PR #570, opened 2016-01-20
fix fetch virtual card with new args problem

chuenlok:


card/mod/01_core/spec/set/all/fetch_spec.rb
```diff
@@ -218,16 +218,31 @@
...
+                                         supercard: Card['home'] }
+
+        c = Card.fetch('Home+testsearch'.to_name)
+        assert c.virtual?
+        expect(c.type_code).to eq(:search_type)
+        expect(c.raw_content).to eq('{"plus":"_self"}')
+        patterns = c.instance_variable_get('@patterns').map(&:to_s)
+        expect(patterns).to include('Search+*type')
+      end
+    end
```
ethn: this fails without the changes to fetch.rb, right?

-----

● Try it
Beginning at the line that contains "fix fetch virtual card with new args problem" and ending at the last line above, copy each line without any change.

● Exercise answer
fix fetch virtual card with new args problem

chuenlok:


card/mod/01_core/spec/set/all/fetch_spec.rb
```diff
@@ -218,16 +218,31 @@
...
+                                         supercard: Card['home'] }
+
+        c = Card.fetch('Home+testsearch'.to_name)
+        assert c.virtual?
+        expect(c.type_code).to eq(:search_type)
+        expect(c.raw_content).to eq('{"plus":"_self"}')
+        patterns = c.instance_variable_get('@patterns').map(&:to_s)
+        expect(patterns).to include('Search+*type')
+      end
+    end
```
ethn: this fails without the changes to fetch.rb, right?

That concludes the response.